Prefix Caching¶

Prefix caching reuses compatible prefix KV cache state across requests. It is a capacity and latency optimization for workloads with shared prompts or repeated prefixes.

Configuration¶

enable_prefix_caching controls whether compatible strategies may use prefix caching.

The value is boolean and defaults to True. Strategy normalization still has the final say: decoding_strategy="d2f" forces prefix caching off, while multi_bd and dmax leave it enabled when the rest of the cache layout is compatible.

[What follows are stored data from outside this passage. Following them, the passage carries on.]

PR #222, opened 2019-09-16
2018 edition

### LINKED ISSUE #213: 2018 edition
Some crates are 2015, some are 2018. Are you okay with converting all of them to 2018?

zrzka:
### 2018 edition changes

* All crates (`Cargo.toml`) do contain `edition = "2018"`
* All occurrences of `extern crate ...` removed
* Macros imported like any other types

### Warnings

* Replaced `ONCE_INIT` with `Once::new`
  * Will [be deprecated](https://travis-ci.org/zrzka/crossterm/jobs/585436132#L79-L92) in the new Rust version
* Prefixed all subcrate examples with subcrate abbreviation
  * Example `crossterm_cursor/examples/cursor.rs` -> `crossterm_cursor/examples/cc_cursor.rs`
  * I agree that it's ugly and that [it has to be solved somehow](https://github.com/TimonPost/crossterm/issues/221), but it's polluting build logs and will be a hard error in the future, take it as a temporary _fix_

### Imports

All imports are semantically ordered. The order is:

* Standard library
* External crates
* `crate`
* `super`
* `self`
* `mod`

I do not expect that everyone is going to maintain this order, but I consider it as a good practice to make the code more readable.

Fixes #213


TimonPost:
Awesome! Yea I had an other order I maintained import order for a while. Thanks for putting in the work for the arranging them to an other order. I will try to keep that as default, I might want to create some code_style.md.

I'm really doubting that we might want to remove the examples from the sub crates and instead use those in /examples, because all those examples are mostly duplicated with the only difference being the namespaces

zrzka:
> I'm really doubting that we might want to remove the examples from the sub crates and instead use those in /examples, because all those examples are mostly duplicated with the only difference being the namespaces.

Yeah, that's the reason why I just prefixed them with an abbreviation (to _fix_ warnings) and made a [separate issue](https://github.com/TimonPost/crossterm/issues/221) for this. I'm not aiming to solve the examples in this PR.

zrzka:
Don't merge yet, I've just found that I missed the `examples/program_examples`. Going to fix them right now.

zrzka:
Okay, I think it's ready for review. Couple of new things:

* Missed some `extern crate ...`
* Converted `examples/` as well
* Removed `extern crate` from docs
* Added build & formatting check (`stable` only) for `examples/program_examples`

crossterm_style/src/color.rs
```diff
@@ -4,13 +4,14 @@
...
-use super::*;
-use crate::{Color, ITerminalColor};
-
 #[cfg(windows)]
 use crossterm_utils::supports_ansi;
 use crossterm_utils::{impl_display, Command, Result};
 
+use crate::{Color, ITerminalColor};
+
+use super::*;
```
TimonPost: Eventually, I like to get rid of those as well, doesn't need to be done in this PR tough

crossterm_style/src/lib.rs
```diff
@@ -1,6 +1,19 @@
...
+pub use crossterm_utils::{execute, queue, Command, ExecutableCommand, QueueableCommand, Result};
+
+use self::ansi_color::AnsiColor;
+pub use self::color::{color, PrintStyledFont, SetAttr, SetBg, SetFg, TerminalColor};
+pub use self::enums::{Attribute, Color, Colored};
+pub use self::objectstyle::ObjectStyle;
+pub use self::styledobject::StyledObject;
+pub use self::traits::{Colorize, Styler};
+#[cfg(windows)]
+use self::winapi_color::WinApiColor;
```
TimonPost: This probably isn't supposed to be here. I see that it already was there, but wondering why....

zrzka:
```rust
pub use self::styledobject::StyledObject;
```

What about `pub use self::objectstyle::ObjectStyle`? Same category, no? You'd like to remove these two reexports, because they're accessible via public `objectstyle` & `styledobject` modules? If yes, examples needs to be updated as well, because they do use crate root reexport.

```rust
pub use self::traits::{Colorize, Styler};
```

These traits are used in examples and this reexports them, because the `traits` module isn't public (`mod traits`).

```rust
#[cfg(windows)]
use self::winapi_color::WinApiColor;
```

Seems useless, no usage in the `lib.rs`. Wondering why Travis CI log doesn't say unused import. Will remove it.

crossterm_style/src/color.rs
zrzka: Can you elaborate more? Why to remove `crate::...`? Replace `super::*` with specific imports to avoid `*`?

TimonPost: Yea, * is unclear to which types your importing and can create confusion

crossterm_style/src/lib.rs
TimonPost: It think that `WinApiColor` should be imported directly. Now it is re-exported at the top level of the crate so that all files have it when doing `use super::*`

zrzka: `WinApiColor` import already moved the `src/color.rs` where it's used.

crossterm_style/src/color.rs
zrzka: Okay, I'll do this. But if you don't mind, in a separate PR, cause this one is mainly about 2018 edition.

TimonPost: Yea totally fine

TimonPost:
Just give the sign and I merge it

zrzka:
There's no more things to do in this PR. I mean, 2018 edition related. I think it can be merged and comments can be addressed in another PRs.

PR #224, opened 2019-09-16
Wildcard import cleanup

zrzka:
* No `::*` imports
* Some of the imports reorganized a bit
* Reorganized tests
  * Moved tests to proper modules & removed `tests.rs` modules
* `#![deny(unused_imports)]` (hard error) added to all `lib.rs` to force contributors to keep them clean


zrzka:
Sorry for a lot of commits, but as I don't have Windows machine around I have to check Travis CI output :)

I'm not planning to do more in this PR, if you find it okay, feel free to merge.

crossterm_cursor/src/cursor/ansi_cursor.rs
```diff
@@ -104,3 +104,62 @@ impl ITerminalCursor for AnsiCursor {
         Ok(())
     }
 }
+
```
TimonPost: I like the tests being here

crossterm_cursor/src/lib.rs
```diff
@@ -1,3 +1,5 @@
+#![deny(unused_imports)]
```
TimonPost: Strange wy it complains about unused import like it is quite obvious that they are re-exported for external use

zrzka: Where it complains? Maybe you just swapped `allow` and `deny` for a moment. `allow` says that unused imports are okay. `deny` says that it's an error and Travis will fail. Did add it so now new unused imports are introduced (CI check).

PR #226, opened 2019-09-17
Command API improvements: don’t ignore errors, don’t require reassigning stdout back to itself

andersk:
* `QueueableCommand`, `ExecutableCommand`: don’t ignore errors. Return `io::Result<Self>` from `QueueableCommand::queue` and `ExcutableCommand::execute`. This lets us get rid of the `let _ =` pattern that ignores errors.
* `QueueableCommand`, `ExecutableCommand`: Use references to the writer. This lets us dispense with the noise of reassigning `stdout` back to itself.

### DIFF
--- a/examples/command.rs
+++ b/examples/command.rs
@@ -39,10 +39,10 @@ fn later_execution_command_using_functions() -> Result<()> {
     let mut sdout = stdout();
 
     // single command
-    sdout = sdout.queue(Output("Text1 ".to_string()))?;
+    sdout.queue(Output("Text1 ".to_string()))?;
 
     // multiple commands
-    sdout = sdout
+    sdout
         .queue(Clear(ClearType::All))?
         .queue(Goto(5, 5))?
         .queue(Output(
--- a/examples/command.rs
+++ b/examples/command.rs
@@ -3,73 +3,81 @@
 use std::io::{stdout, Write};
 
 use crossterm::{
-    execute, queue, Clear, ClearType, ExecutableCommand, Goto, Output, QueueableCommand,
+    execute, queue, Clear, ClearType, ExecutableCommand, Goto, Output, QueueableCommand, Result,
 };
 
 /// execute commands by using normal functions
-fn execute_command_directly_using_functions() {
+fn execute_command_directly_using_functions() -> Result<()> {
     // single command
-    let _ = stdout().execute(Output("Text1 ".to_string()));
+    stdout().execute(Output("Text1 ".to_string()))?;
 
     // multiple commands
-    let _ = stdout()
-        .execute(Output("Text2 ".to_string()))
-        .execute(Output("Text3 ".to_string()));
+    stdout()
+        .execute(Output("Text2 ".to_string()))?
+        .execute(Output("Text3 ".to_string()))?;
+
+    Ok(())
 }
 
 /// execute commands by using macro's
-fn execute_command_directly_using_macros() {
+fn execute_command_directly_using_macros() -> Result<()> {
     // single command
-    let _ = execute!(stdout(), Output("Text1 ".to_string()));
+    execute!(stdout(), Output("Text1 ".to_string()))?;
 
     // multiple commands
-    let _ = execute!(
+    execute!(
         stdout(),
         Output("Text2 ".to_string()),
         Output("Text 3".to_string())
-    );
+    )?;
+
+    Ok(())
 }
 
 /// queue commands without executing them directly by using normal functions
-fn later_execution_command_using_functions() {
+fn later_execution_command_using_functions() -> Result<()> {
     let mut sdout = stdout();
 
     // single command
-    sdout = sdout.queue(Output("Text1 ".to_string()));
+    sdout = sdout.queue(Output("Text1 ".to_string()))?;
 
     // multiple commands
     sdout = sdout
-        .queue(Clear(ClearType::All))
-        .queue(Goto(5, 5))
+        .queue(Clear(ClearType::All))?
+        .queue(Goto(5, 5))?
         .queue(Output(
             "console cleared, and moved to coord X: 5 Y: 5 ".to_string(),
-        ));
+        ))?;
 
     ::std::thread::sleep(std::time::Duration::from_millis(2000));
 
     // when you call this all commands will be executed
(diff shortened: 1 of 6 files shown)


examples/terminal.rs
```diff
@@ -134,6 +134,8 @@ pub fn exit() {
     terminal.exit();
 }
 
-fn main() {
-    let _ = scroll_down();
+fn main() -> io::Result<()> {
+    scroll_down()?;
```
zrzka: You can remove `?;` and `Ok(())`. The only line here will be `scroll_down()`.

examples/command.rs
```diff
@@ -1,75 +1,83 @@
...
         Goto(5, 5),
         Output("console cleared, and moved to coord X: 5 Y: 5 ".to_string())
-    );
+    )?;
 
     ::std::thread::sleep(std::time::Duration::from_millis(2000));
 
     // when you call this all commands will be executed
-    let _ = stdout.flush();
+    stdout.flush()?;
```
zrzka: You can remove `?;` and `Ok(())`.

examples/command.rs
```diff
@@ -1,75 +1,83 @@
...
-    let _ = stdout().execute(Output("Text1 ".to_string()));
+    stdout().execute(Output("Text1 ".to_string()))?;
 
     // multiple commands
-    let _ = stdout()
-        .execute(Output("Text2 ".to_string()))
-        .execute(Output("Text3 ".to_string()));
+    stdout()
+        .execute(Output("Text2 ".to_string()))?
+        .execute(Output("Text3 ".to_string()))?;
```
zrzka: You can remove `?;` and `Ok(())`.

examples/command.rs
```diff
@@ -1,75 +1,83 @@
...
+    execute!(stdout(), Output("Text1 ".to_string()))?;
 
     // multiple commands
-    let _ = execute!(
+    execute!(
         stdout(),
         Output("Text2 ".to_string()),
         Output("Text 3".to_string())
-    );
+    )?;
```
zrzka: You can remove `?;` and `Ok(())`.

examples/command.rs
```diff
@@ -1,75 +1,83 @@
...
         .queue(Output(
             "console cleared, and moved to coord X: 5 Y: 5 ".to_string(),
-        ));
+        ))?;
 
     ::std::thread::sleep(std::time::Duration::from_millis(2000));
 
     // when you call this all commands will be executed
-    let _ = sdout.flush();
+    sdout.flush()?;
```
zrzka: You can remove `?;` and `Ok(())`.

examples/terminal.rs
andersk: Of course I can, but should I? I think eliding the `?; Ok(())` is less clear, especially in functions that do multiple things where the last thing is mysteriously missing a `?` just because it’s last. It also prevents error conversion, e.g. from `io::Result` to `crossterm::Result`.

If you still disagree, I’ll change it (or you can).

TimonPost: I am neutral in this :)

TimonPost:
Sorry, but I broke your branch :)

examples/terminal.rs
zrzka: My thoughts ...

* What is the reason to return `io::Result` instead of `crossterm::Result`?

... nitpicks ...

* Why to add another import `use std::io`?
* There's nothing mysterious about how Rust works in terms of the last expression and a function result
* The example is 20 lines shorter

zrzka: P.S. I do not want to argue much about this, if Timon is okay with this, let be it. I'm just trying to make it shorter, especially in such a simple case where there's a function like `set_terminal_size` which calls just `set_size`. I'm also aware that you didn't introduce `io::Result`, ... in this PR.

andersk: > * What is the reason to return `io::Result` instead of `crossterm::Result`?

`io::Result` is more specific than `crossterm::Result`; if that’s the only kind of error that can happen, we shouldn’t force callers to handle the other unused cases.

zrzka: > if that’s the only kind of error that can happen

As user of the `crossterm` crate, you don't know this, do you?

Look at this example (`examples/terminal.rs`).

```rust
pub fn set_terminal_size() -> io::Result<()> {
    let terminal = terminal();
    terminal.set_size(10, 10)
}
```

* As a user, I see that the `terminal.set_size` returns `Result<(), ErrorKind>`
* What if the `set_size` will return `ErrorKind::ResizingTerminalFailure`?
* How can I, as a user, know that it wont return `ResizingTerminalFailure`?
* And if it will, you'll end up with the _can not convert error to IO error_ error, which is a bit unfriendly

```rust
impl From<ErrorKind> for io::Error {
    fn from(e: ErrorKind) -> io::Error {
        match e {
            ErrorKind::IoError(io) => return io,
            _ => io::Error::new(io::ErrorKind::Other, "can not convert error to IO error"),
        }
    }
}
```

zrzka: Let's not pollute this PR more. It can be merged and discussed elsewhere (Discord, GH issue).

andersk: That is indeed a mistake. (Perhaps `crossterm::Error` should not be convertable to `io::Error`?)

zrzka: As this particular issue (and main reason for my comments) is out of scope of this PR (you didn't introduce this), I'm going to create an issue for this. Sounds okay?

andersk: Trying to remove that conversion `impl` reveals that the existing code is not consistent, so I’m not sure what the right thing is. I’ve updated my PR to use `crossterm::Result`, except in the one example that already uses `io::Result` everywhere.

zrzka: I made [a generic issue](https://github.com/TimonPost/crossterm/issues/229) for this problem as it's unclear to me why the conversions exists, why we're using it in examples, etc.

zrzka:
@TimonPost can you merge this one? There was an ongoing discussion, which was basically ended with the #229 issue. I'm working on the #229 now and it's conflicting (merge point of view) with this PR. Either I or Anders will be forced to rebase & solve the conflicts again.

TimonPost:
Merged!

PR #227, opened 2019-09-17
ITerminalCursor::pos() - sync platforms behaviour

### LINKED ISSUE #223: WinApiCursor::pos call unwrap internally
Compare `WinApiCursor::pos` and `AnsiCursor::pos`.

* `WinApiCursor` does call `unwrap` -> possible panic
* `AnsiCursor` returns `(0, 0)` in case of error -> no panic

Shouldn't the behaviour be synced? Return `(0, 0)` in case of error in the `WinApiCursor::pos`?

`WinApiCursor::pos`:

```rust
fn pos(&self) -> (u16, u16) {
    let cursor = Cursor::new().unwrap();
    cursor.position().unwrap().into()
}
```

`AnsiCursor::pos`:

```rust
fn pos(&self) -> (u16, u16) {
    get_cursor_position()
}

pub fn get_cursor_position() -> (u16, u16) {
    if unsafe { RAW_MODE_ENABLED } {
        if let Ok(pos) = pos_raw() {
            pos
        } else {
            (0, 0)
        }
    } else {
        if let Ok(pos) = pos() {
            pos
        } else {
            (0, 0)
        }
    }
}
```

zrzka:
Fixes #223

### DIFF
--- a/crossterm_cursor/src/cursor.rs
+++ b/crossterm_cursor/src/cursor.rs
@@ -27,7 +27,9 @@ mod winapi_cursor;
 trait ITerminalCursor: Sync + Send {
     /// Goto some location (x,y) in the context.
     fn goto(&self, x: u16, y: u16) -> Result<()>;
-    /// Get the location (x,y) of the current cursor in the context
+    /// Get the location (x,y) of the current cursor in the context.
+    ///
+    /// `(0, 0)` is returned in case of an error.
     fn pos(&self) -> (u16, u16);
     /// Move cursor n times up
     fn move_up(&self, count: u16) -> Result<()>;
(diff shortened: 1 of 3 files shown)


crossterm_cursor/src/cursor.rs
```diff
@@ -27,7 +27,9 @@ mod winapi_cursor;
 trait ITerminalCursor: Sync + Send {
     /// Goto some location (x,y) in the context.
     fn goto(&self, x: u16, y: u16) -> Result<()>;
-    /// Get the location (x,y) of the current cursor in the context
+    /// Get the location (x,y) of the current cursor in the context.
```
TimonPost: "in the context"? Sounds a bit weird, can we change that to
```suggestion
    /// Get the cursor location (x,y) in the current terminal window.
```

zrzka: Updated with couple of other changes.

PR #228, opened 2019-09-17
A bit nicer + up to date contribution guide

zrzka:


docs/Contributing.md
```diff
@@ -1,50 +1,89 @@
...
+* [style](https://github.com/TimonPost/crossterm/tree/master/crossterm_style)
+* [terminal](https://github.com/TimonPost/crossterm/tree/master/crossterm_terminal)
+* [screen](https://github.com/TimonPost/crossterm/tree/master/crossterm_screen)
+* [utils](https://github.com/TimonPost/crossterm/tree/master/crossterm_utils)
+* [winapi](https://github.com/TimonPost/crossterm/tree/master/crossterm_winapi)
+
+### Module structure
+
+If you would like to contribute, then please follow the existing structure. For
+example, a module like cursor has the following file structure:
```
TimonPost:
```suggestion
example, the cursor crate has the following file structure:
```

docs/Contributing.md
```diff
@@ -1,50 +1,89 @@
...
-
-- standard library
-- external crates
-- crate
-- super
-- self
-- mod
\ No newline at end of file
+
+Crossterm is using ANSI escape codes by default for both Unix and Windows systems. It is a bit more
```
TimonPost: Crossterm is using ANSI escape codes by default for both Unix and for Windows systems except for Windows versions lower than 10. Crossterm uses WinAPI in this case.

docs/Contributing.md
zrzka: Updated.

docs/Contributing.md
zrzka: Updated.

PR #175, opened 2026-08-18
fix(dotnet): make BuildScene instance→mesh back-fill O(n) instead of O(n²)

MoCongxin:
## Summary

`SceneBuilder.Build` re-scans the **entire** `meshIndex` for **every** placed
instance with a `string.Contains` per mesh, making `BuildScene` O(instances ×
meshes). On a 183 MB production file (323,856 placed instances × 321,683
meshes) this single loop took **~73 minutes** of a ~75-minute conversion —
≈98% of the whole pipeline. The fix records each instance’s (Properties,
Name) in O(1) during instantiation and applies the updates once afterwards
by walking each mesh’s `Path` to its shallowest recorded ancestor
(O(meshes × path_depth)), preserving the existing final-state semantics.

## Type

- [x] Bug fix
- [ ] New feature
- [ ] Documentation

## Changes

**`packages/dotnet/OpenSkp/Scene.cs`** (`SceneBuilder.Build`):

- Replace the per-instance full `meshIndex` scan (string `Contains` per mesh)
  with an O(1) `pathUpdates[fullPathName] = (properties, name)` registration
  during instantiation.
- Add a post-instantiation pass that walks each mesh’s `MeshMetadata.Path`
  and applies the shallowest (outermost) recorded ancestor update — the same
  final state the old code produced (the outermost instance wrote last).
- Incidental fix: the old substring test could over-match — a path like
  `ROOT / A_B` matched any GeomName merely *containing* `A_B` (e.g. inside
  `A_BC`), propagating an update to non-descendant meshes. The
  Path-prefix walk cannot.
- Public API is unchanged (`SceneBuilder.Build` is internal); output is
  byte-identical for existing models.

**`packages/dotnet/OpenSkp.Tests/SceneInstancePropagationTests.cs`** (new):

- `MeshBackfill_OutermostAncestorWins` — pins semantics: nested instances,
  outermost ancestor wins, root mesh untouched (synthetic `RawParsed`, no
  fixture needed).
- `MeshBackfill_LargeInstanceCount_IsLinear` — 100k placed instances complete
  in ~1 s with the fix; **fails on the old code** (~2.5 min, over the 30 s
  bound), guarding against regression to quadratic behaviour.

## Testing

- Full .NET test suite: **69/69 pass** (67 pre-existing + 2 new).
- `dotnet format --verify-no-changes` passes for both `OpenSkp` and
  `OpenSkp.Tests` projects (matches the CI `format` job).
- `dotnet build -warnaserror` (analyzers as errors) passes with 0 warnings.
- Downstream consumer benchmark (183 MB SKP):

  | | before | after |
  | --- | --- | --- |
  | BuildScene (build_scene stage) | 4374.6 s | 32.5 s (**135×**) |
  | total conversion | 4481.5 s | 103 s (**43×**) |
  | output (.bin) | — | content-identical (all tables/geometry hashes match) |

- The 100k-instance linearity test was validated to fail on the pre-fix code
  (2m38s) and pass on the fixed code (~1s).

## Checklist

- [x] Code follows the project’s style guidelines (`dotnet format` clean;
  analyzers pass with `-warnaserror`)
- [x] Tests pass locally (69/69, saw the new tests fail on the old code)
- [x] Documentation updated (if applicable) — N/A: internal-only change, no
  public API or behavior change; the only behavior difference is the
  elimination of a latent non-descendant over-match

---

## Note (follow-up, not in this PR)

The identical O(n²) scan exists in the TypeScript reference
(`packages/typescript/src/model.ts`, `buildSceneFromParsed`) and in Python
(`packages/python/src/openskp/scene.py`), but the current PR hasn't been processed yet.

### DIFF
--- a/packages/dotnet/OpenSkp.Tests/SceneInstancePropagationTests.cs
+++ b/packages/dotnet/OpenSkp.Tests/SceneInstancePropagationTests.cs
@@ -1,0 +1,150 @@
+using System;
+using System.Collections.Generic;
+using System.Diagnostics;
+using System.Linq;
+using Xunit;
+using OpenSkp;
+
+namespace OpenSkp.Tests
+{
+    /// <summary>
+    /// Regression tests for the deferred instance -> mesh (Properties, Name)
+    /// back-fill in SceneBuilder.Build.
+    ///
+    /// The old implementation re-scanned the entire meshIndex with a string
+    /// Contains per placed instance, i.e. O(instances x meshes). On real
+    /// production files with a few hundred thousand instances and meshes
+    /// that single loop took tens of minutes (measured: 323,856 instances x
+    /// 321,683 meshes -> ~73 minutes in BuildScene, ~98% of the total
+    /// conversion time). The replacement records one dictionary entry per
+    /// instance during instantiation and applies updates once afterwards by
+    /// walking each mesh's Path to its shallowest recorded ancestor.
+    ///
+    /// These tests build synthetic RawParsed models directly (internals are
+    /// visible to the test assembly) so the semantics and the linear-time
+    /// behaviour are pinned without needing a large .skp fixture.
+    /// </summary>
+    public class SceneInstancePropagationTests
+    {
+        private static GeometryBuilder TriangleBuilder(long vidBase)
+        {
+            var b = new GeometryBuilder();
+            b.Vertices[vidBase + 0] = (0.0, 0.0, 0.0);
+            b.Vertices[vidBase + 1] = (1.0, 0.0, 0.0);
+            b.Vertices[vidBase + 2] = (0.0, 1.0, 0.0);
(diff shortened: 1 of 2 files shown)


iamahsanmehmood (approved):
Verified locally: full .NET suite passes (69/69, including the new O(n) regression test - 100k instances in ~1s, well under the 30s ceiling), and the format/analyzers-as-errors build CI runs are clean. The deferred back-fill correctly reproduces the old scan's outermost-ancestor-wins semantics while fixing the O(instances x meshes) hot path, and also fixes a latent substring-match bug the old scan had (e.g. "A_B" matching inside "A_BC"). All required CI is green.

iamahsanmehmood:
Thanks for the fix and the detailed writeup — great catch on the O(n²) hot path, and the linear-time regression test is a nice guard against it coming back. Merged.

Surface	How to set it	Notes
Server CLI	Prefix caching is enabled by default; add `--disable-prefix-caching` to turn it off.	Useful when debugging cache layout or request state.
Benchmark CLI	Use `--enable-prefix-caching` or `--no-enable-prefix-caching`.	Makes prefix-cache behavior explicit in experiment commands.

When to Disable It¶

Disable prefix caching while debugging cache layout, request state, or strategy changes. Once correctness is stable, re-enable it for throughput and latency checks.

Related Arguments¶

Surface	Names	Notes
Python/config	`enable_prefix_caching`	Main config field before strategy normalization.
CLI	`--disable-prefix-caching`, `--enable-prefix-caching`, `--no-enable-prefix-caching`	Server and benchmark CLIs expose the toggle with different flag names.
Related config	`decoding_strategy`, `multi_block_prefix_full`, `kv_cache_layout`	Strategy and cache layout decide whether prefix reuse is actually compatible.